PR #2407, opened 2022-05-12
Encode special chars in array elements in Contains expression

### LINKED ISSUE #2405: LinQ syntax: Array.Contain() doesn't encode & character
When using Microsoft.OData.Client , with LinQ syntax, the generated RequestUri doesn't encode "&" character, thus when server receive the request, it can't parse query and throw exception "Request Found an unbalanced bracket expression"

### Assemblies affected

Microsoft.OData.Client 7.11.0 and earlier versions

### Reproduce steps

```
using Microsoft.OData.Client;
using System;
using System.Linq;
namespace OData
{
    internal class Program
    {
        static void Main(string[] args)
        {
            var arr = new string[]
            {
                "a & b"
            };
            var ctx = new DataServiceContext(new Uri("http://localhost"));

            var queryWithEqualityFilter = ctx.CreateQuery<Model>(nameof(Model)).Where(x => x.Name == arr[0]) as DataServiceRequest;
            Console.WriteLine(queryWithEqualityFilter.RequestUri); 
            //WORK FINE: Output: http://localhost/Model?$filter=Name eq 'a %26 b'

            var queryWithContainFilter = ctx.CreateQuery<Model>(nameof(Model)).Where(x => arr.Contains(x.Name)) as DataServiceRequest;
            Console.WriteLine(queryWithContainFilter.RequestUri); 
            //ISSUE HAPPEN: Output: http://localhost/Model?$filter=Name in ('a & b')
        }
    }
    public class Model
    {
    }
}
```

### Expected result

The last line should be similar to equality filter, it should encode the & character, such as http://localhost/Model?$filter=Name in ('a %26 b')

### Actual result

It doesn't encode & character: http://localhost/Model?$filter=Name in ('a & b')

gathogojr:
### Issues

*This pull request fixes #2405.*

### Description

The `ConvertToUriLiteral` method used previous [does not do any escaping](https://github.com/OData/odata.net/blob/4e263ca4b94d01f2d105d8282c62ec272cfcd1bb/src/Microsoft.OData.Core/Uri/ODataUriUtils.cs#L93) so it's not the best fit for formatting literals.
In addition, `ConvertToUriLiteral` handles `ODataNullValue`, `ODataResourceValue`, `ODataCollectionValue`, `ODataEnumValue`, `ODataResource`, `ODataEntityReferenceLink`, `ODataEntityReferenceLinks`, `ODataResource` collection and primitive values. The only candidates for the "in" operator are primitive values so using this method is an overkill.

The change made in this PR is to use same method used to format values in other `Where` predicates

- [x] *Test cases added*

### Additional work necessary

### DIFF
--- a/src/Microsoft.OData.Client/ALinq/ExpressionWriter.cs
+++ b/src/Microsoft.OData.Client/ALinq/ExpressionWriter.cs
@@ -526,7 +526,7 @@ namespace Microsoft.OData.Client
             else if (m != null && ReflectionUtil.IsSequenceMethod(m.Method, SequenceMethod.Contains))
             {
                 StringBuilder listExpr = new StringBuilder();
-                ODataVersion version = CommonUtil.ConvertToODataVersion(this.uriVersion);
+
                 foreach (object item in (IEnumerable)c.Value)
                 {
                     if (listExpr.Length != 0)
@@ -534,7 +534,24 @@ namespace Microsoft.OData.Client
                         listExpr.Append(UriHelper.COMMA);
                     }
 
-                    string uriLiteral = ODataUriUtils.ConvertToUriLiteral(item, version);
+                    string uriLiteral;
+
+                    try
+                    {
+                        uriLiteral = LiteralFormatter.ForConstants.Format(item);
+                    }
+                    catch (InvalidOperationException)
+                    {
+                        if (this.cantTranslateExpression)
+                        {
+                            // There's already a problem in the parents.
+                            // Return.A up the stack will throw a better exception
+                            return c;
+                        }
+
+                        throw new NotSupportedException(Strings.ALinq_CouldNotConvert(item));
+                    }
+
                     listExpr.Append(uriLiteral);
                 }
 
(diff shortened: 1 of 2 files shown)


xuzhg (approved):

src/Microsoft.OData.Client/ALinq/ExpressionWriter.cs
```diff
@@ -526,15 +526,32 @@ internal override Expression VisitConstant(ConstantExpression c)
...
+                    catch (InvalidOperationException)
+                    {
+                        if (this.cantTranslateExpression)
+                        {
+                            // There's already a problem in the parents.
+                            // Return.A up the stack will throw a better exception
+                            return c;
+                        }
+
+                        throw new NotSupportedException(Strings.ALinq_CouldNotConvert(item));
```
corranrogue9, line 552: Will an instance of this expression writer be expected to handle future calls, even in the event of a previous exception? It might make sense to set `cantTranslateExpression` so that the instance remains internally consistent.

corranrogue9 (approved):

src/Microsoft.OData.Client/ALinq/ExpressionWriter.cs
gathogojr: @corranrogue9 The approach adopted here mirrors the approach taken when escaping special characters in a typical filter expression https://github.com/OData/odata.net/pull/2407/files#diff-7d25f0d0e6eeabce6281ebb5949c72093911c347a158342109816424376c5d73R584

Issue #1817, opened 2020-06-23
Support OData key alias


xuzhg:
OData spec says:

## $Key

The value of $Key is an array with one item per key property.

**Key properties without a key alias are represented as strings containing the property name.**

**Key properties with a key alias are represented as objects with one member whose name is the key alias and whose value is a string containing the path to the property.**

The second one is not supported in ODL.

Here's an example for Key alias:

```JSON
"Category": {

  "$Kind": "EntityType",

  "$Key": [

    {

      "EntityInfoID": "Info/ID"

    }

  ],

  "Info": {

    "$Type": "self.EntityInfo"

  },

  "Name": {

    "$Nullable": true

  }

},

"EntityInfo": {

  "$Kind": "ComplexType",

  "ID": {

    "$Type": "Edm.Int32"

  },

  "Created": {

    "$Type": "Edm.DateTimeOffset",

    "$Precision": 0

  }

}
```

gathogojr:
Fixed by https://github.com/OData/odata.net/pull/3362

PR #2411, opened 2022-05-19
Key Alias support

ElizabethOkerio:
### Issues

This pull request fixes https://github.com/OData/odata.net/issues/1817

Key Alias support in ODL

```C SHARP
"Category": {
  "$Kind": "EntityType",
  "$Key": [
    {
      "EntityInfoID": "Info/ID"
    }
  ],
  "Info": {
    "$Type": "self.EntityInfo"
  },
  "Name": {
    "$Nullable": true
  }
},
"EntityInfo": {
  "$Kind": "ComplexType",
  "ID": {
    "$Type": "Edm.Int32"
  },
  "Created": {
    "$Precision": 0
  }
}
```
<code>EntityInfoID</code> is the alias and <code>Info/ID</code> is the path to the key.

Changes made in this PR:
**New interfaces and Classes;**
1. **IEdmStructuralPropertyAlias : IEdmStructuralProperty** - this interface has two properties: - <code>IEnumerable<string> Path { get; } </code> and <code> string PropertyAlias { get; } </code>
2. **EdmStructuralPropertyAlias : EdmProperty, IEdmStructuralPropertyAlias**

**EdmStructuredType**
Added a new method 
public EdmStructuralPropertyAlias AddStructuralPropertyAlias(IEdmTypeReference type, string alias, IEnumerable<string> path) - This is the method that users will use to add key aliases. 
1. type is the type of the complex property 
2. alias is the key alias to use
4. path is a list of the path segments to the key property. 

**EdmEntityType** 
In the <code>AddKeys(IEnumerable<IEdmStructuralProperty> keyProperties) </code> method, when looping through each property, we cast it into an <code>IEdmStructuralPropertyAlias</code> and check if the key has an alias or not. If it does,  we loop through the keyProperties till we get to the last path segment which is the key  and create an <code>EdmStructuralPropertyAlias </code> and add it to the declaredKeys IEnumerable. 
### Description

- [ ] *Test cases added*

### Additional work necessary

### DIFF
--- a/src/Microsoft.OData.Edm/Csdl/Parsing/Ast/CsdlPropertyReference.cs
+++ b/src/Microsoft.OData.Edm/Csdl/Parsing/Ast/CsdlPropertyReference.cs
@@ -12,6 +12,7 @@ namespace Microsoft.OData.Edm.Csdl.Parsing.Ast
     internal class CsdlPropertyReference : CsdlElement
     {
         private readonly string propertyName;
+        private readonly string propertyAlias;
 
         public CsdlPropertyReference(string propertyName, CsdlLocation location)
             : base(location)
@@ -19,9 +20,21 @@ namespace Microsoft.OData.Edm.Csdl.Parsing.Ast
             this.propertyName = propertyName;
         }
 
+        public CsdlPropertyReference(string propertyName, string propertyAlias, CsdlLocation location)
+            : base(location)
+        {
+            this.propertyName = propertyName;
+            this.propertyAlias = propertyAlias;
+        }
+
         public string PropertyName
         {
             get { return this.propertyName; }
+        }
+
+        public string PropertyAlias
+        {
+            get { return this.propertyAlias; }
         }
     }
 }
--- a/src/Microsoft.OData.Edm/Csdl/Parsing/SchemaJsonParser.cs
+++ b/src/Microsoft.OData.Edm/Csdl/Parsing/SchemaJsonParser.cs
@@ -655,13 +655,20 @@ namespace Microsoft.OData.Edm.Csdl.Parsing
             {
                 if (v.ValueKind == JsonValueKind.Object)
                 {
-                    // TODO: ODL doesn't support the key referencing a property of a complex type as below.
                     // "$Key": [
                     //    {
                     //      "EntityInfoID": "Info/ID"
                     //    }
                     //  ]
-                    p.ReportError(EdmErrorCode.InvalidKeyValue, "It doesn't support the key object.");
+                    string pName = "";
+                    string pValue = "";
+                    v.ParseAsObject(p, (keyAlias, keyName) =>
+                    {
+                        pName = keyName.ParseAsString(p);
+                        pValue = keyAlias;
+                    });
+
+                    return new CsdlPropertyReference(pName, pValue, context.Location());
                 }
 
                 string propertyName = v.ParseAsString(context);
--- a/src/Microsoft.OData.Edm/Csdl/Semantics/CsdlSemanticsEntityTypeDefinition.cs
+++ b/src/Microsoft.OData.Edm/Csdl/Semantics/CsdlSemanticsEntityTypeDefinition.cs
@@ -107,37 +107,57 @@ namespace Microsoft.OData.Edm.Csdl.CsdlSemantics
 
         private IEnumerable<IEdmStructuralProperty> ComputeDeclaredKey()
         {
-            if (this.entity.Key != null)
+            if (this.entity.Key == null)
             {
-                List<IEdmStructuralProperty> key = new List<IEdmStructuralProperty>();
-                foreach (CsdlPropertyReference keyProperty in this.entity.Key.Properties)
+                return null;
+            }
+
+            List<IEdmStructuralProperty> key = new List<IEdmStructuralProperty>();
+            foreach (CsdlPropertyReference keyProperty in this.entity.Key.Properties)
+            {
+                IEdmStructuralProperty structuralProperty = null;
+                if (!string.IsNullOrEmpty(keyProperty?.PropertyAlias))
                 {
-                    IEdmStructuralProperty structuralProperty = this.FindProperty(keyProperty.PropertyName) as IEdmStructuralProperty;
+                    string[] keyPropertySegments = keyProperty.PropertyName.Split('/');
+                    if (keyPropertySegments.Length > 0)
+                    {
+                        structuralProperty = this.FindProperty(keyPropertySegments[0]) as IEdmStructuralProperty;
+                        if (structuralProperty == null)
+                        {
+                            return null;
+                        }
+
+                        structuralProperty = PropertyAliasHelpers.GetKeyProperty(structuralProperty, keyPropertySegments, keyProperty.PropertyAlias);
+                    }
+
+                }
+                else
+                {
+                    structuralProperty = this.FindProperty(keyProperty.PropertyName) as IEdmStructuralProperty;
+                }
+
+                if (structuralProperty != null)
+                {
+                    key.Add(structuralProperty);
+                }
+                else
+                {
+                    // If keyProperty is a duplicate, it will come back as non-structural from FindProperty, but it still might be structural
+                    // inside the DeclaredProperties, so try it. If it is not in the DeclaredProperties or it is not structural there,
+                    // then fall back to unresolved.
+                    structuralProperty = this.DeclaredProperties.FirstOrDefault(p => p.Name == keyProperty.PropertyName) as IEdmStructuralProperty;
                     if (structuralProperty != null)
                     {
                         key.Add(structuralProperty);
                     }
                     else
                     {
-                        // If keyProperty is a duplicate, it will come back as non-structural from FindProperty, but it still might be structural
-                        // inside the DeclaredProperties, so try it. If it is not in the DeclaredProperties or it is not structural there,
-                        // then fall back to unresolved.
-                        structuralProperty = this.DeclaredProperties.FirstOrDefault(p => p.Name == keyProperty.PropertyName) as IEdmStructuralProperty;
-                        if (structuralProperty != null)
-                        {
-                            key.Add(structuralProperty);
-                        }
-                        else
-                        {
-                            key.Add(new UnresolvedProperty(this, keyProperty.PropertyName, this.Location));
-                        }
+                        key.Add(new UnresolvedProperty(this, keyProperty.PropertyName, this.Location));
                     }
                 }
-
-                return key;
             }
 
-            return null;
+            return key;
         }
     }
 }
--- a/src/Microsoft.OData.Edm/Csdl/Serialization/EdmModelCsdlSchemaJsonWriter.cs
+++ b/src/Microsoft.OData.Edm/Csdl/Serialization/EdmModelCsdlSchemaJsonWriter.cs
@@ -208,8 +208,18 @@ namespace Microsoft.OData.Edm.Csdl.Serialization
         {
             // Key properties without a key alias are represented as strings containing the property name.
             // Key properties with a key alias are represented as objects with one member whose name is the key alias and whose value is a string containing the path to the property.
-            // TODO: It seems the second one is not supported.
-            this.jsonWriter.WriteStringValue(property.Name);
+            IEdmStructuralPropertyAlias prop = property as IEdmStructuralPropertyAlias;
+            if (prop == null)
+            {
+                this.jsonWriter.WriteStringValue(property.Name);
+            }
+            else
+            {
+                this.jsonWriter.WriteStartObject();
+                this.jsonWriter.WritePropertyName(prop.PropertyAlias);
+                this.jsonWriter.WriteStringValue(string.Join("/", prop.Path));
+                this.jsonWriter.WriteEndObject();
+            }
         }
 
         /// <summary>
--- a/src/Microsoft.OData.Edm/Csdl/Serialization/EdmModelCsdlSchemaJsonWriter.cs
+++ b/src/Microsoft.OData.Edm/Csdl/Serialization/EdmModelCsdlSchemaJsonWriter.cs
@@ -208,17 +208,16 @@ namespace Microsoft.OData.Edm.Csdl.Serialization
         {
             // Key properties without a key alias are represented as strings containing the property name.
             // Key properties with a key alias are represented as objects with one member whose name is the key alias and whose value is a string containing the path to the property.
-            IEdmStructuralPropertyAlias prop = property as IEdmStructuralPropertyAlias;
-            if (prop == null)
-            {
-                this.jsonWriter.WriteStringValue(property.Name);
-            }
-            else
+            if (property is IEdmStructuralPropertyAlias propertyAlias)
             {
                 this.jsonWriter.WriteStartObject();
-                this.jsonWriter.WritePropertyName(prop.PropertyAlias);
-                this.jsonWriter.WriteStringValue(string.Join("/", prop.Path));
+                this.jsonWriter.WritePropertyName(propertyAlias.PropertyAlias);
+                this.jsonWriter.WriteStringValue(string.Join("/", propertyAlias.Path));
                 this.jsonWriter.WriteEndObject();
+            }
+            else 
+            {
+                this.jsonWriter.WriteStringValue(property.Name);
             }
         }
 
--- a/src/Microsoft.OData.Edm/Csdl/Serialization/EdmModelCsdlSchemaXmlWriter.cs
+++ b/src/Microsoft.OData.Edm/Csdl/Serialization/EdmModelCsdlSchemaXmlWriter.cs
@@ -153,7 +153,17 @@ namespace Microsoft.OData.Edm.Csdl.Serialization
         internal override void WritePropertyRefElement(IEdmStructuralProperty property)
         {
             this.xmlWriter.WriteStartElement(CsdlConstants.Element_PropertyRef);
-            this.WriteRequiredAttribute(CsdlConstants.Attribute_Name, property.Name, EdmValueWriter.StringAsXml);
+            IEdmStructuralPropertyAlias prop = property as IEdmStructuralPropertyAlias;
+            if (prop == null)
+            {
+                this.WriteRequiredAttribute(CsdlConstants.Attribute_Name, property.Name, EdmValueWriter.StringAsXml);
+            }
+            else
+            {
+                this.WriteRequiredAttribute(CsdlConstants.Attribute_Name, string.Join("/", prop.Path), EdmValueWriter.StringAsXml);
+                this.WriteRequiredAttribute(CsdlConstants.Attribute_Alias, prop.PropertyAlias, EdmValueWriter.StringAsXml);
+            }
+
             this.WriteEndElement();
         }
 
--- a/src/Microsoft.OData.Edm/EdmStructuralPropertyAlias.cs
+++ b/src/Microsoft.OData.Edm/EdmStructuralPropertyAlias.cs
@@ -1,0 +1,75 @@
+﻿//---------------------------------------------------------------------
+// <copyright file="EdmStructuralPropertyAlias.cs" company="Microsoft">
+//      Copyright (C) Microsoft Corporation. All rights reserved. See License.txt in the project root for license information.
+// </copyright>
+//---------------------------------------------------------------------
+
+using System;
+using System.Collections.Generic;
+
+namespace Microsoft.OData.Edm
+{
+    /// <summary>
+    /// Represents an EDM structural (i.e. non-navigation) property with an alias.
+    /// </summary>
+    public class EdmStructuralPropertyAlias : EdmProperty, IEdmStructuralPropertyAlias
+    {
+        private string propertyAlias;
+        private IEnumerable<string> path;
+
+        /// <summary>
+        /// Initializes a new instance of the <see cref="EdmStructuralPropertyAlias"/> class.
+        /// </summary>
+        /// <param name="declaringType">The type that owns this property.</param>
+        /// <param name="name">Name of the property.</param>
+        /// <param name="type">The type of the property.</param>
+        /// <param name="alias">The property alias.</param>
+        /// <param name="path">The path to the referenced property.</param>
+        public EdmStructuralPropertyAlias(IEdmStructuredType declaringType, string name, IEdmTypeReference type, string propertyAlias, IEnumerable<string> path)
+            : base(declaringType, name, type)
+        {
+            if (propertyAlias == null)
+            {
+                throw new ArgumentNullException(nameof(propertyAlias));
+            }
+
+            if (path == null)
+            {
+                throw new ArgumentNullException(nameof(path));
+            }
+
+            this.propertyAlias = propertyAlias;
+            this.path = path;
+        }
+
+        /// <inheritdoc/>
+        public string PropertyAlias
+        {
+            get { return this.propertyAlias; }
+
+        }
+
+        /// <inheritdoc/>
+        public IEnumerable<string> Path
+        {
+            get { return this.path; }
+        }
+
+        /// <summary>
+        /// Gets the default value of this property.
+        /// </summary>
+        [System.Diagnostics.CodeAnalysis.SuppressMessage("Microsoft.Naming", "CA1720:IdentifiersShouldNotContainTypeNames", Justification = "defaultValue might be confused for an IEdmValue.")]
+        public string DefaultValueString
+        {
+            get;
+        }
+
+        /// <summary>
+        /// Gets the kind of this property.
+        /// </summary>
+        public override EdmPropertyKind PropertyKind
+        {
+            get { return EdmPropertyKind.Structural; }
+        }
+    }
+}
--- a/src/Microsoft.OData.Edm/PropertyAliasHelpers.cs
+++ b/src/Microsoft.OData.Edm/PropertyAliasHelpers.cs
@@ -1,0 +1,42 @@
+﻿//---------------------------------------------------------------------
+// <copyright file="PropertyAliasHelpers.cs" company="Microsoft">
+//      Copyright (C) Microsoft Corporation. All rights reserved. See License.txt in the project root for license information.
+// </copyright>
+//---------------------------------------------------------------------
+
+using System;
+using System.Linq;
+
+namespace Microsoft.OData.Edm
+{
+    internal static class PropertyAliasHelpers
+    {
+        internal static IEdmStructuralProperty GetKeyProperty(IEdmStructuralProperty property, string[] keyPropertySegments, string propertyAlias)
+        {
+            IEdmStructuralProperty structuralProperty = property;
+            for (int i = 1; i < keyPropertySegments.Length; i++)
+            {
+                if (structuralProperty.Type.Definition.TypeKind == EdmTypeKind.Complex)
+                {
+                    structuralProperty = structuralProperty.Type.AsComplex().FindProperty(keyPropertySegments[i]) as IEdmStructuralProperty;
+                }
+                else if (structuralProperty.Type.Definition.TypeKind == EdmTypeKind.Entity)
+                {
+                    structuralProperty = structuralProperty.Type.AsEntity().FindProperty(keyPropertySegments[i]) as IEdmStructuralProperty;
+                }
+                else
+                {
+                    throw new InvalidOperationException(Strings.Bad_UnresolvedType(structuralProperty));
+                }
+            }
+
+            if (structuralProperty != null)
+            {
+                structuralProperty = new EdmStructuralPropertyAlias(structuralProperty.DeclaringType, structuralProperty.Name, structuralProperty.Type, propertyAlias, keyPropertySegments);
+            }
+
+            return structuralProperty;
+
+        }
+    }
+}
--- a/src/Microsoft.OData.Edm/Schema/EdmEntityType.cs
+++ b/src/Microsoft.OData.Edm/Schema/EdmEntityType.cs
@@ -7,6 +7,7 @@
 using System;
 using System.Collections.Generic;
 using System.Diagnostics;
+using System.Linq;
 
 namespace Microsoft.OData.Edm
 {
@@ -157,7 +158,28 @@ namespace Microsoft.OData.Edm
                     this.declaredKey = new List<IEdmStructuralProperty>();
                 }
 
-                this.declaredKey.Add(property);
+                IEdmStructuralPropertyAlias structuralPropertyAlias = property as IEdmStructuralPropertyAlias;
+                if (!string.IsNullOrEmpty(structuralPropertyAlias?.PropertyAlias))
+                {
+                    string[] keyPropertySegments = structuralPropertyAlias.Path.ToArray();
+                    IEdmStructuralProperty structuralProperty = property.DeclaringType.FindProperty(keyPropertySegments[0]) as IEdmStructuralProperty;
+                    if (structuralProperty != null)
+                    {
+                        IEdmStructuralProperty prop = PropertyAliasHelpers.GetKeyProperty(structuralProperty, keyPropertySegments, structuralPropertyAlias.PropertyAlias);
+                        if (prop != null)
+                        {
+                            this.declaredKey.Add(prop);
+                        }
+                    }
+                    else
+                    {
+                        throw new InvalidOperationException(Strings.Bad_UnresolvedType(structuralProperty));
+                    }
+                }
+                else 
+                {
+                    this.declaredKey.Add(property);
+                }
             }
         }
 
--- a/src/Microsoft.OData.Edm/Schema/EdmStructuredType.cs
+++ b/src/Microsoft.OData.Edm/Schema/EdmStructuredType.cs
@@ -6,6 +6,7 @@
 
 using System;
 using System.Collections.Generic;
+using System.Linq;
 
 namespace Microsoft.OData.Edm
 {
@@ -159,6 +160,25 @@ namespace Microsoft.OData.Edm
 
             EdmNavigationProperty property = EdmNavigationProperty.CreateNavigationProperty(this, propertyInfo);
 
+            this.AddProperty(property);
+            return property;
+        }
+
+        /// <summary>
+        /// Creates and adds a structural property alias to this type.
+        /// </summary>
+        /// <param name="type">Type of the property.</param>
+        /// <param name="alias">The property alias.</param>
+        /// <param name="path">The key path segments</param>
+        /// <returns>Created structural property.</returns>
+        public EdmStructuralPropertyAlias AddStructuralPropertyAlias(IEdmTypeReference type, string alias, IEnumerable<string> path)
+        {
+            if (path == null)
+            {
+                throw new ArgumentNullException(nameof(path));
+            }
+            string propertyName = path.FirstOrDefault();
+            EdmStructuralPropertyAlias property = new EdmStructuralPropertyAlias(this, propertyName, type, alias, path);
             this.AddProperty(property);
             return property;
         }
--- a/test/FunctionalTests/Microsoft.OData.Edm.Tests/Csdl/CsdlWriterTests.cs
+++ b/test/FunctionalTests/Microsoft.OData.Edm.Tests/Csdl/CsdlWriterTests.cs
@@ -2891,5 +2891,114 @@ namespace Microsoft.OData.Edm.Tests.Csdl
   }
 }");
         }
+
+        [Fact]
+        public void VerifyKeyAliasForNavigationPropertiesIsSupported()
+        {
+            // Arrange
+            var model = new EdmModel();
+            var entity = new EdmEntityType("NS1", "Product");
+            var orderEntity = new EdmEntityType("NS1", "Order");
+            var key = orderEntity.AddStructuralProperty("Id", EdmCoreModel.Instance.GetInt32(false));
+            orderEntity.AddKeys(key);
+            orderEntity.AddStructuralProperty("Name", EdmCoreModel.Instance.GetString(false));
+            var complexType = new EdmComplexType("NS1", "ExampleComplexObject");
+            complexType.AddStructuralProperty("Name", EdmCoreModel.Instance.GetString(false));
+            var keyProperty = entity.AddStructuralPropertyAlias(new EdmEntityTypeReference(orderEntity, isNullable: false), "OrderId", new List<string> { "Order", "Id" });
+            entity.AddKeys(keyProperty);
+            entity.AddStructuralProperty("Name", EdmCoreModel.Instance.GetString(false));
+            entity.AddStructuralProperty("UpdatedTime", EdmCoreModel.Instance.GetDate(false));
+
+            model.AddElement(entity);
+            model.AddElement(orderEntity);
+            model.AddElement(complexType);
+
+            var entityContainer = new EdmEntityContainer("NS1", "Container");
+            model.AddElement(entityContainer);
+            EdmEntitySet set1 = new EdmEntitySet(entityContainer, "Products", entity);
+            EdmEntitySet set2 = new EdmEntitySet(entityContainer, "Orders", orderEntity);
+            entityContainer.AddElement(set1);
+            entityContainer.AddElement(set2);
+
+            // Act & Assert for XML
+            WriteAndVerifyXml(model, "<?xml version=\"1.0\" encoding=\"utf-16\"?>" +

━━━━━━━━━━━━━━━━━━━━

The reply should hold only the lines from the top of the records through the line that has "### LINKED ISSUE", each one exact.

PR #2407, opened 2022-05-12
Encode special chars in array elements in Contains expression

### LINKED ISSUE #2405: LinQ syntax: Array.Contain() doesn't encode & character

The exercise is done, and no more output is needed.